* [Extracted records]:
PR #2097, opened 2025-05-31
Bug 799521 - Segmentation fault on Autocomplete of Description with ß 

jralls:
Use [ICU String Search](https://unicode-org.github.io/icu/userguide/collation/string-search.html) to fix both the crash reported in [bug 799521](https://bugs.gnucash.org/show_bug.cgi?id=799521) and the markup-misalignment, both resulting from trying to apply an index and length from a normalized and case-folded string to the original string. When normalizing and case folding change the number of code points in the string the results are unsatisfactory.

This initial version of `gnc_utf8_has_substring` is hard-coded to the broadest matches to support this immediate use case. ISTM it would make sense to enable stricter matching for other uses.

### DIFF
--- a/libgnucash/core-utils/gnc-unicode.h
+++ b/libgnucash/core-utils/gnc-unicode.h
@@ -1,0 +1,144 @@
+/********************************************************************
+ * gnc-icu-locale.h -- Localization with ICU.                        *
+ *                                                                  *
+ * Copyright (C) 2025 John Ralls <jralls@ceridwen.us                *
+ *                                                                  *
+ * This program is free software; you can redistribute it and/or    *
+ * modify it under the terms of the GNU General Public License as   *
+ * published by the Free Software Foundation; either version 2 of   *
+ * the License, or (at your option) any later version.              *
+ *                                                                  *
+ * This program is distributed in the hope that it will be useful,  *
+ * but WITHOUT ANY WARRANTY; without even the implied warranty of   *
+ * MERCHANTABILITY or FITNESS FOR A PARTICULAR PURPOSE.  See the    *
+ * GNU General Public License for more details.                     *
+ *                                                                  *
+ * You should have received a copy of the GNU General Public License*
+ * along with this program; if not, contact:                        *
+ *                                                                  *
+ * Free Software Foundation           Voice:  +1-617-542-5942       *
+ * 51 Franklin Street, Fifth Floor    Fax:    +1-617-542-2652       *
+ * Boston, MA  02110-1301,  USA       gnu@gnu.org                   *
+ ********************************************************************/
+
+#pragma once
+#include <stdbool.h>
+
+/** @addtogroup Localization These functions perform string comparison
+    and collation according to the Unicode Common Locale Data
+    Repository rules. The CLDR specifies five levels of
+    comparison.
+
+    - The primary or base level considers all variant codepoints
+    representing a character to be equivalent regardless of case or
+    decorations like accents and vowel or tone marks.
+    - The secondary level differentiates between letters with
+    decorations but still ignores case.
+    - The tertiary level differentiates based on case, decorations,
+    and variants, for example A and Ⓐ.
+    - The Quaternary level differentiates words with punctuation, for
+    example "ab" and "a-b".
+    - Identical differentiates all codepoints with no implicit
+      normalization so a character constructed with combining marks
+      will compare different from the same character represented as a
+      single codepoint.
+*/
+#ifdef __cplusplus
+extern "C"
+{
+#endif
+
+/** Find the first Unicode-equivalent UTF-8-encoded substring in a
+ * UTF-8-encoded string comparing characters at the CLDR primary
+ * level, setting the starting position and length of the matching
+ * part of the string.
+ * @param needle The substring to search for
+ * @param haystack the string to search in
+ * @param output the position of needle in haystack
+ * @param output the length of the match
+ * @return true if needle is found in haystack
+ */
+bool gnc_unicode_has_substring_base_chars(const char* needle, const
+                                          char* haystack, int* position,
+                                          int* length);
+
+/** Find the first Unicode-equivalent UTF-8-encoded substring in a
+ * UTF-8-encoded string comparing characters at the CLDR secondary
+ * level, setting the starting position and length of the matching
+ * part of the string.
+ * @param needle The substring to search for
+ * @param haystack the string to search in
+ * @param output the position of needle in haystack
+ * @param output the length of the match
+ * @return true if needle is found in haystack
+ */
+bool gnc_unicode_has_substring_accented_chars(const char* needle, const
+                                              char* haystack, int* position,
+                                              int* length);
+
+/** Find the first Unicode-equivalent UTF-8-encoded substring in a
+ * UTF-8-encoded string comparing characters at the CLDR tertiary
+ * level, setting the starting position and length of the matching
+ * part of the string.
+ * @param needle The substring to search for
+ * @param haystack the string to search in
+ * @param output the position of needle in haystack
+ * @param output the length of the match
+ * @return true if needle is found in haystack
+ */
+bool gnc_unicode_has_substring_accented_case_sensitive(const char* needle, const
+                                                       char* haystack, int* position,
+                                                       int* length);
+/** Find the first Unicode-equivalent UTF-8-encoded substring in a
+ * UTF-8-encoded string comparing characters at the CLDR identical
+ * level, setting the starting position and length of the matching
+ * part of the string.
+ * @param needle The substring to search for
+ * @param haystack the string to search in
+ * @param output the position of needle in haystack
+ * @param output the length of the match
+ * @return true if needle is found in haystack
+ */
+bool gnc_unicode_has_substring_identical(const char* needle, const
+                                         char* haystack, int* position,
+                                         int* length);
+/** Compare two UTF-8 encoded strings for equivalence at the CLDR
+ * primary level in the current locale. Errors are logged to
+ * gnc.locale.
+ * @param one a string
+ * @param two another string
+ * @return 0 if one and two are equivalent, -1 if one is less that
+ * two, 1 if one is greater than two, -99 on error.
+ */
+int gnc_unicode_compare_base_chars(const char* one, const char* two);
+
+/** Compare two UTF-8 encoded strings for equivalence at the CLDR
+ * secondary level in the current locale. Errors are logged to
+ * gnc.locale.
+ * @param one a string
+ * @param two another string
+ * @return 0 if one and two are equivalent, -1 if one is less that
+ * two, 1 if one is greater than two, -99 on error.
+ */
+int gnc_unicode_compare_accented_chars(const char* one, const char* two);
+
+/** Compare two UTF-8 encoded strings for equivalence at the CLDR
+ * tertiary level in the current locale. Errors are logged to
+ * gnc.locale.
+ * @param one a string
+ * @param two another string
+ * @return 0 if one and two are equivalent, -1 if one is less that
+ * two, 1 if one is greater than two, -99 on error.
+ */
+int gnc_unicode_compare_accented_case_sensitive(const char* one, const char* two);
+/** Compare two UTF-8 encoded strings for equivalence at the CLDR
+ * identical level in the current locale.
+ * @param one a string
+ * @param two another string
+ * @return 0 if one and two are equivalent, -1 if one is less that
+ * two, 1 if one is greater than two, -99 on error.
+ */
+int gnc_unicode_compare_identical(const char* one, const char* two);
+#ifdef __cplusplus
+}
+#endif
--- a/libgnucash/core-utils/test/gtest-gnc-unicode.cpp
+++ b/libgnucash/core-utils/test/gtest-gnc-unicode.cpp
@@ -1,0 +1,135 @@
+/********************************************************************\
+ * test-icu-locale.cpp -- Unit tests for GncQuotes            *
+ *                                                                  *
+ * Copyright 2025 John Ralls <jralls@ceridwen.us>                   *
+ *                                                                  *
+ * This program is free software; you can redistribute it and/or    *
+ * modify it under the terms of the GNU General Public License as   *
+ * published by the Free Software Foundation; either version 2 of   *
+ * the License, or (at your option) any later version.              *
+ *                                                                  *
+ * This program is distributed in the hope that it will be useful,  *
+ * but WITHOUT ANY WARRANTY; without even the implied warranty of   *
+ * MERCHANTABILITY or FITNESS FOR A PARTICULAR PURPOSE.  See the    *
+ * GNU General Public License for more details.                     *
+ *                                                                  *
+ * You should have received a copy of the GNU General Public License*
+ * along with this program; if not, contact:                        *
+ *                                                                  *
+ * Free Software Foundation           Voice:  +1-617-542-5942       *
+ * 51 Franklin Street, Fifth Floor    Fax:    +1-617-542-2652       *
+ * Boston, MA  02110-1301,  USA       gnu@gnu.org                   *
+ *                                                                  *
+\********************************************************************/
+
+#include <gnc-unicode.h>
+#include <stdbool.h>
+#include <gtest/gtest.h>
+
+TEST(GncUnicode, test_ss_base_chars)
+{
+    int pos = 0, len = 0;
+
+    auto result = gnc_unicode_has_substring_base_chars("besi", "Necklace for Bessie",
+                                         &pos, &len);
+    EXPECT_FALSE(result);
+    EXPECT_EQ(0, pos);
+    EXPECT_EQ(0, len);
+
+    result = gnc_unicode_has_substring_base_chars("bessi", "Necklace for Bessie",
+                                         &pos, &len);
+    EXPECT_TRUE(result);
+    EXPECT_EQ(13, pos);
+    EXPECT_EQ(5, len);
+    }
+TEST(GncUnicode, test_ss_accented)
+{
+    int pos = 0, len = 0;
+    auto result = gnc_unicode_has_substring_accented_chars("bessi", "Necklace for Bessie",
+                                         &pos, &len);
+    EXPECT_TRUE(result);
+    EXPECT_EQ(13, pos);
+    EXPECT_EQ(5, len);
+}
+
+TEST(GncUnicode, test_ss_accented_case_sensitive)
+{
+    int pos = 0, len = 0;
+    auto result = gnc_unicode_has_substring_accented_case_sensitive("bessi", "Necklace for Bessie",
+                                         &pos, &len);
+    EXPECT_FALSE(result);
+    EXPECT_EQ(0, pos);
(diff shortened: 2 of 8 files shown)


Bob-IT:
The change has fixed the highlight issue and also the out of bounds error but some thing seems to of changed in the order of the list, seems to be backwards, before change...

original-list

after...
new-list

jralls:
@Bob-IT good catch. I misunderstood the exact match comparison and did it wrong. Should be fixed now.

jralls:
Now a more general question. @christopherlam and @gjanssens please consider weighing in here:
I see this as a widely usable improvement over `g_utf8` comparisons and roll-our-own string searches, but we won't always want [level 1](https://unicode-org.github.io/icu/userguide/collation/concepts.html#comparison-levels) and case-in∂sensitive dependent comparisons. ICU makes that easy to do. We can expose it either by adding  `accent-sensitive` and `case-sensitive` parameters to `gnc_utf8_has_substring` and `gnc_utf8_compare` or with separate functions, e.g. `gnc_utf8_compare_base`, `gnc_utf8_compare_base_nocase` (the current `gnc_utf8_compare` implementation), `gnc_utf8_compare_accented`, and `gnc_utf8_compare_accented_nocase`.  My inclination is the latter because I think it's clearer than parameters, even if the parameters are enums.

Also, any thoughts on the function and file names?

christopherlam:
My preference would be `gnc_icu_compare_base|accented_case[in]sensitive` to remind that it uses the almighty heavy duty ICU instead of the generic utf8 functions. Also `nocase` is ambiguous; better be explicit.

Also see gnc-date.cpp#get_icu_resources -- I think if we need to ICU compare lots of strings, we should make the collator `static`.

Also `locale` must be g_freed.

jralls:
> My preference would be gnc_icu_compare_base|accented_case[in]sensitive to remind that it uses the almighty heavy duty ICU instead of the generic utf8 functions. Also nocase is ambiguous; better be explicit.

While ICU is substantially more capable than GLib's `g_utf8_` functions "heavy duty" implies they're more expensive. I don't think there's much evidence of that: I profiled the autocomplete list creation on a largish account (several thousand transactions yielding 673 entries in the hash table) and there wasn't a significant difference.

`gnc_icu_compare_base` doesn't express what's being compared while `utf8` in `gnc_utf8_compare` is clearly a string comparison, plus putting `icu` in the public API exposes internals. How about `gnc_unicode_compare` etc. and the files renamed to `gnc-unicode.x`? 

> I think if we need to ICU compare lots of strings, we should make the collator static.

I profiled `gnc_utf8_has_substring` and creating the collator was only 7% of the search time. 90% of the time was split evenly between constructing the StringSearch and `search.first`.

> Also locale must be g_freed.

Thanks.

jralls:
It turns out that even though it documents the possibility of case-sensitive primary comparisons it's not actually implemented, so there's just `gnc_unicode_has_substring_base`.

> My preference would be `gnc_icu_compare_base|accented_case[in]sensitive `

That's pretty long winded and even more so with `gnc_unicode`:
`gnc_unicode_compare_base`
`gnc_unicode_compare_accented_case_sensitive`
`gnc_unicode_compare_accented_case_insensitive`
`gnc_unicode_has_substring_base`
`gnc_unicode_has_substring_accented_case_sensitive`
`gnc_unicode_has_substring_accented_case_insensitive`

That's getting a bit long at 50 characters, but I've made the changes so you can see them and added some more tests to make sure all of the variants work as expected.

gjanssens:
I think those are very useful functions that will save us headaches when gnucash is used beyond the ascii world.

Reading the comments in the header file I find ICU has 5 strictness levels, where we only expose 3. The Quaternary level may be to subtle to expose. Have you considered the identical level though ? And found no proper use case for it ?

Other than that I can only do some bike shedding on the function names :wink: 

* "base" was misleading me until I read the code. It thought it to mean a base function which the others build upon, so the variant which takes extra parameters to specify the strictness of the match. We have several patterns like that in gnucash, albeit those usually use "internal" to indicate so. Perhaps "liberal" reflects the intent better ?
* I understand the choice of explicit naming in C code. But perhaps a C++ variant where a single function (with defaults set for the strictness parameters) could be nice too ? The "liberal" function call could then be done without setting the parameters, hence falling back to the defaults. "Accented/Case Insensitive" might be accomplished by setting the accented parameter and "Accented/Case sensitive" would require two parameters to be set ? That's just how I like C++ code to be written, but perhaps that's a practice that's frowned upon these days ?
* I agree the names become fairly long. I don't know for the accented part, but as far as I'm concerned summarizing case insensitive as "ci" and case sensitive as "cs" is still expressive enough.

libgnucash/core-utils/gnc-unicode.h
```diff
@@ -0,0 +1,77 @@
...
+ ********************************************************************/
+
+#pragma once
+#include <stdbool.h>
+
+/** @addtogroup Localization These functions perform string comparison
+    and collation according to the Unicode Common Locale Data
+    Repository rules. The CLDR specifies five levels of
+    comparison. The primary or base level considers all variant
+    codepoints representing a character to be equivalent regardless of
```
gjanssens: More minor bike shedding: this description calls for a (un)numbered list for readability.

libgnucash/core-utils/gnc-unicode.h
```diff
@@ -0,0 +1,77 @@
...
+    case or decorations like accents and vowel or tone marks. The
+    secondary level differentiates between letters with decorations
+    but still ignores case. The tertiary level differentiates based on
+    case, decorations, and variants--for example A and Ⓐ, The
+    Quaternary level differentiates words with punctuation, for
+    example "ab" and "a-b". Identical differentiates all codepoints.
+
+    In the following functions "base" means primary level comparison,
+    "accented case" means secondary level comparison, and
```
gjanssens: I'dd add this bit in the comment blocks of the actual functions and refer to the icu levels in this group comment block from there.

One typically sees the function's comment first, so that link direction makes more sense.

libgnucash/core-utils/test/gtest-gnc-unicode.cpp
```diff
@@ -0,0 +1,135 @@
...
+{
+    int pos = 0, len = 0;
+    auto result = gnc_unicode_has_substring_base("be\xc3\x9fi", "Necklace for Be\xc3\x9fie",
+                                         &pos, &len);
+    EXPECT_TRUE(result);
+    EXPECT_EQ(13, pos);
+    EXPECT_EQ(4, len);
+
+    pos = 0, len = 0;
+    result = gnc_unicode_has_substring_accented_case_insensitive("be\xc3\x9fi", "Necklace for Be\xc3\x9fie",
```
gjanssens: Out of curiosity, is it bad practice to put the actual unicode character directly in a string constant in C++ ? Don't we have [string literal qualifiers](http://www.en.cppreference.com/w/cpp/language/string_literal.html) now that help express the string is supposed to be interpreted as unicode ?

For example isn't `u8"Be쎟ie"` equivalent to `"Be\xc3\x9fi"` ?

jralls: We do, but emacs's mule IM is a PITA and I didn't bother to copy-and-paste the character. On macOS I can just type <option>s. I'm also distrustful that Windows editors won't either convert the explicit character to UTF-16 or worse convert it to some code-page codepoint. Using the escape is bulletproof or maybe Windows-proof.

BTW, `"Be\xc3\x9fi"` is `u8"Beßie"`. The character in the middle of  u8"Be쎟ie" is `\xec\x8e\x9f`, [U+C39F](https://codepoints.net/U+C39F?lang=en). It looks like you read the UTF-8 `\xc3\x9f` as UTF-16 `\xc39f`.

jralls:
> We have several patterns like that in gnucash, albeit those usually use "internal" to indicate so.

As we do with `unicode_has_string_internal` and `unicode_compare_internal`.

> "base" was misleading me until I read the code. It thought it to mean a base function which the others build upon, so the variant which takes extra parameters to specify the strictness of the match. Perhaps "liberal" reflects the intent better ?

I understand the ambiguity but "liberal" has unfortunate overtones in US English these days. `unaccented` would be the natural opposite to `accented` but the two-letters-in-ten difference will be hard to notice in a long function name; that's also true of `case_insensitive`. How about "plain" instead of "base"? Case sensitivity is enabled by tertiary strength and that also turns on differentiating by character variants like `C` and `©` so maybe we need a different name-pair for that too.

jralls:
> I understand the choice of explicit naming in C code. But perhaps a C++ variant where a single function (with defaults set for the strictness parameters) could be nice too ? The "liberal" function call could then be done without setting the parameters, hence falling back to the defaults. "Accented/Case Insensitive" might be accomplished by setting the accented parameter and "Accented/Case sensitive" would require two parameters to be set ? That's just how I like C++ code to be written, but perhaps that's a practice that's frowned upon these days ?

What's frowned on as being error prone is a bunch of `bool` parameters like the old `void qof_session_begin (QofSession *session, const char * new_uri, gboolean ignore_lock, gboolean create, gboolean force);` that I fixed in https://github.com/Gnucash/gnucash/commit/6a1cb5eecd794d65ab0d15161b1628750b29acb6. [comment 1](https://github.com/Gnucash/gnucash/pull/2097#issuecomment-2931891910) offered enum parameters as an alternative to function names and @christopherlam expressed a preference for the latter.

Note that since I've discovered that ICU's implementation ignores the `UCOL_CASE_LEVEL` attribute there's only the one enum, `ComparisonStrength`.  It's a C++ `enum class` to avoid polluting the global namespace, but there wouldn't be any real harm in making it a C enum. I think a good argument can be made that `gnc_unicode_compare(foo, bar, COMPARE_STRENGTH_SECONDARY)` and `gnc_unicode_compare(foo, bar, COMPARE_STRENGTH_TERTIARY)` are easier to tell apart than are `gnc_unicode_compare_accented_case_insensitve` and`gnc_unicode_compare_accented_case_sensitve` .

jralls:
> Have you considered the identical level though ? And found no proper use case for it ?

`Identical` turns off normalization so `U+0060U+0041` and `U+00E0` (à) compare as different. That can be accomplished more quickly with `strncmp` and `strstr` so I don't see a point to exposing it.

libgnucash/core-utils/test/gtest-gnc-unicode.cpp
gjanssens: Yeah, I didn't really know how to read these characters... I **imagined** it to mean ß, but didn't know how to check that :face_with_diagonal_mouth: 

Other than that good enough.

jralls: Search the web for "utf-8 c3 9f" or use any of the myriad utf-8 calculator websites. The [details](https://en.wikipedia.org/wiki/UTF-8#Description) in case you're interested.

gjanssens: You're correct about my misinterpretation as UTF-16. My confusion comes from the Character map tool on my linux system that shows these UTF-16 code points for each symbol. I didn't realize that. Looking better I find it also displays UTF-8 further down on the info panel, but I can't search on it...

gjanssens:
> > I understand the choice of explicit naming in C code. But perhaps a C++ variant where a single function (with defaults set for the strictness parameters) could be nice too ? The "liberal" function call could then be done without setting the parameters, hence falling back to the defaults. "Accented/Case Insensitive" might be accomplished by setting the accented parameter and "Accented/Case sensitive" would require two parameters to be set ? That's just how I like C++ code to be written, but perhaps that's a practice that's frowned upon these days ?
> 
> What's frowned on as being error prone is a bunch of `bool` parameters like the old `void qof_session_begin (QofSession *session, const char * new_uri, gboolean ignore_lock, gboolean create, gboolean force);` that I fixed in [6a1cb5e](https://github.com/Gnucash/gnucash/commit/6a1cb5eecd794d65ab0d15161b1628750b29acb6). [comment 1](https://github.com/Gnucash/gnucash/pull/2097#issuecomment-2931891910) offered enum parameters as an alternative to function names and @christopherlam expressed a preference for the latter.
> 

Got it.

> Note that since I've discovered that ICU's implementation ignores the `UCOL_CASE_LEVEL` attribute there's only the one enum, `ComparisonStrength`. It's a C++ `enum class` to avoid polluting the global namespace, but there wouldn't be any real harm in making it a C enum. I think a good argument can be made that `gnc_unicode_compare(foo, bar, COMPARE_STRENGTH_SECONDARY)` and `gnc_unicode_compare(foo, bar, COMPARE_STRENGTH_TERTIARY)` are easier to tell apart than are `gnc_unicode_compare_accented_case_insensitve` and`gnc_unicode_compare_accented_case_sensitve` .

I agree here. As long as we clearly explain somewhere what the different levels mean exactly. You already do in the new header file. If we go for a plain C enum, that enum's declaration would be the place to document it.

gjanssens:
> > Have you considered the identical level though ? And found no proper use case for it ?
> 
> `Identical` turns off normalization so `U+0060U+0041` and `U+00E0` (à) compare as different. That can be accomplished more quickly with `strncmp` and `strstr` so I don't see a point to exposing it.

Maybe. In C++ circles I hear a lot of about expressing intent. For me an `IDENTICAL` enum would express the intent more clearly than `strncmp` or `strstr` and helps maintaining a single, consistent interface to use for string comparions. I don't follow conversations in the C world, so I don't know trends there. On the other hand, the main argument in favour of the latter two would be performance. So if the ICU based code performs significantly worse, that would be a good reason to use the other two.

We could of course optimize `gnc_unicode_compare(foo, bar, COMPARE_STRENGTH_IDENTICAL)`, to just call `strncmp` or `strstr` internally to keep a unified interface and still have the performance benefits. I wonder even if ICU internally might not already optimize this path itself.

No strong opinion here on my side. I'm just adding some wider context to consider for these new functions.

jralls:
> We could of course optimize gnc_unicode_compare(foo, bar, COMPARE_STRENGTH_IDENTICAL), to just call strncmp or strstr internally to keep a unified interface and still have the performance benefits. I wonder even if ICU internally might not already optimize this path itself.

I like the idea of optimizing IDENTICAL in `gnc_unicode_compare` and `gnc_unicode_has_substring`. There might be an optimization in the former case as `icu::Collator::compare` has a `char*` overload but `icu::StringSearch()` doesn't so we always incur the cost of an `icu::UnicodeString` conversion.

jralls:
>>I think a good argument can be made that gnc_unicode_compare(foo, bar, COMPARE_STRENGTH_SECONDARY) and gnc_unicode_compare(foo, bar, COMPARE_STRENGTH_TERTIARY) are easier to tell apart than are gnc_unicode_compare_accented_case_insensitve andgnc_unicode_compare_accented_case_sensitve .

> I agree here. As long as we clearly explain somewhere what the different levels mean exactly. 

But we could also name the functions that way, i.e. `gnc_unicode_compare_primary` etc. That would be friendlier to bindings than using the enum.

Apropos that I just looked at the Guile [string comparison doc](https://www.gnu.org/software/guile/manual/html_node/String-Comparison.html). They take the same simplistic character-by-character approach that `g_utf8_foo` does, requiring manual normalization, though they do offer built-in case-insensitive comparisons. It doesn't appear that there's any way to get CLDR Primary comparisons. [Python](https://docs.python.org/3/library/stdtypes.html#textseq) doesn't explicitly define a comparison function but the presence of both [`casefold`](https://docs.python.org/3/library/stdtypes.html#str.casefold) and [normalize](https://docs.python.org/3/library/unicodedata.html#unicodedata.normalize) indicates a similar situation. We likely want to bind overloads of these functions that skip the charset conversions since both Guile and Python internally use UTF-16.

gjanssens:
> > > I think a good argument can be made that gnc_unicode_compare(foo, bar, COMPARE_STRENGTH_SECONDARY) and gnc_unicode_compare(foo, bar, COMPARE_STRENGTH_TERTIARY) are easier to tell apart than are gnc_unicode_compare_accented_case_insensitve andgnc_unicode_compare_accented_case_sensitve .
> 
> > I agree here. As long as we clearly explain somewhere what the different levels mean exactly.
> 
> But we could also name the functions that way, i.e. `gnc_unicode_compare_primary` etc. That would be friendlier to bindings than using the enum.
> 

Fair point.

> Apropos that I just looked at the Guile [string comparison doc](https://www.gnu.org/software/guile/manual/html_node/String-Comparison.html). They take the same simplistic character-by-character approach that `g_utf8_foo` does, requiring manual normalization, though they do offer built-in case-insensitive comparisons. It doesn't appear that there's any way to get CLDR Primary comparisons. [Python](https://docs.python.org/3/library/stdtypes.html#textseq) doesn't explicitly define a comparison function but the presence of both [`casefold`](https://docs.python.org/3/library/stdtypes.html#str.casefold) and [normalize](https://docs.python.org/3/library/unicodedata.html#unicodedata.normalize) indicates a similar situation. We likely want to bind overloads of these functions that skip the charset conversions since both Guile and Python internally use UTF-16.

This goes beyond the level I have looked into this, but I trust you understand it better than I do.

gjanssens:
With the name change for the `basic` function the commit message of your second commit now refers to a non-exisiting function name...

jralls:
I'm not really keen on primary/secondary/tertiary in function names or a public enum. How about 
* `gnc_unicode_compare_base_chars`
* `gnc_unicode_compare_accented_chars`
* `gnc_unicode_compare_accented_cap_sensitive`
* `gnc_unicode_compare_identical`

gjanssens:
I understand. primary/secondary/tertiary are not very descriptive.

What does `cap` stand for in the third option ? I would have expected `case` but perhaps you deliberately chose it to express a wide scope ? Other than that I'm fine with the proposed function names.

jralls:
> What does cap stand for in the third option ?

Capitals. You're right, case would be better.

@christopherlam what do you think?

christopherlam:
Agree case better than cap[tain].

Im probably influenced by the scheme name string-compare-ci which seems intuitive, but naive; so, I have no further comments in this.

jralls:
OK, I've made the API
* `gnc_unicode_foo_base_chars`
* `gnc_unicode_foo_accented_chars`
* `gnc_unicode_foo_accented_cap_sensitive`
* `gnc_unicode_foo_identical`

Anything else?

gjanssens:
LTGM

christopherlam:
Forgot to ask which string-comparison variant should be used in reports, which currently use `gnc:string-locale<?` which currently use `g-utf8-collate`?

jralls:
Depends on what level comparison you want. `(define (gnc:string-locale<? a b) (< (g-utf8-collate a b) 0))` so it's going to be identical strength. That will work OK as long as there aren't normalization variants in the strings, but if you want to switch to `gnc_unicode_compare` I'd go with `gnc_unicode_compare_accented_case_sensitive`.  Note that I haven't yet added gnc-unicode.h to core-utils.i so you can't do that yet.

> That can be accomplished more quickly with strncmp and strstr so I don't see a point to exposing it.

I realized from looking at the docs for `g_utf8_collate` that that's only half right: `strncmp` won't do because it does a strictly numeric ordering on the bytes. That's only alphabetic for the ASCII characters. I'll have to fix `gnc_unicode_compare_identical` to use `unicode_compare_internal`.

* [What is expected]: Nothing but a number, please, for how many lines of the data hold "remind".

* [Answer space]: 2